Welcome to WebmasterWorld Guest from 54.162.10.132

Forum Moderators: goodroi

Message Too Old, No Replies

Will this robots.txt do it?

     
2:51 am on Mar 30, 2004 (gmt 0)

Full Member

10+ Year Member

joined:Jan 5, 2004
posts:202
votes: 0


I've never used robots.txt before, and I just need to make sure that search engines won't index pages that are generated by our search.cgi script. For example, I don't want the search engines to follow urls on our site like:

domain.com/dir/search.cgi?color=blue&size=small

Could I just use the following robots.txt in the root directory for the site:

User-agent: *
Disallow: /dir/search.cgi

Would that still let the spiders crawl all over except anything with search.cgi? This wouldn't keep it out of the /dir directory would it?
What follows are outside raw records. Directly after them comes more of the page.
PR #461, opened 2021-05-30
engine: backport some fixes from 0.19 

SNMetamorph:
Too early to merge now.

### DIFF
--- a/engine/client/client.h
+++ b/engine/client/client.h
@@ -844,6 +844,12 @@ movevars_t *pfnGetMoveVars( void );
 
 _inline cl_entity_t *CL_EDICT_NUM( int n )
 {
+	if( !clgame.entities )
+	{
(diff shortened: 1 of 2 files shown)


mittorn:
Did you test demo recording/playback?

engine/client/client.h
```diff
@@ -844,6 +844,9 @@ movevars_t *pfnGetMoveVars( void );
 
 _inline cl_entity_t *CL_EDICT_NUM( int n )
```
mittorn, line 845: Maybe it should not be called when clgame.entities is NULL?

SNMetamorph: Yeah, that's better way

SNMetamorph: Maybe write assert here instead return NULL? Or not assert, but something for to break debugger here

SNMetamorph:
@mittorn yes I tested demo playing/recoring, it's properly working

4:44 am on Mar 30, 2004 (gmt 0)

Senior Member

WebmasterWorld Senior Member jdmorgan is a WebmasterWorld Top Contributor of All Time 10+ Year Member

joined:Mar 31, 2002
posts:25430
votes: 0


> Could I just use the following robots.txt in the root directory for the site:

User-agent: *
Disallow: /dir/search.cgi

Yes.

> Would that still let the spiders crawl all over except anything with search.cgi?

That would still let the spiders crawl all over except anything starting with "/dir/search.cgi"

> This wouldn't keep it out of the /dir directory would it?

No.

The technical term for what robots do is "prefix-matching." The Disallow directive applies to any resource whose prefix matches the given string. So your Disallow applies only to resources which start with /dir/search.cgi -- and possibly more characters, but no less.

Jim

5:10 am on Mar 30, 2004 (gmt 0)

Full Member

10+ Year Member

joined:Jan 5, 2004
posts:202
votes: 0


Thanks very much for the help. I'll go ahead and use that then.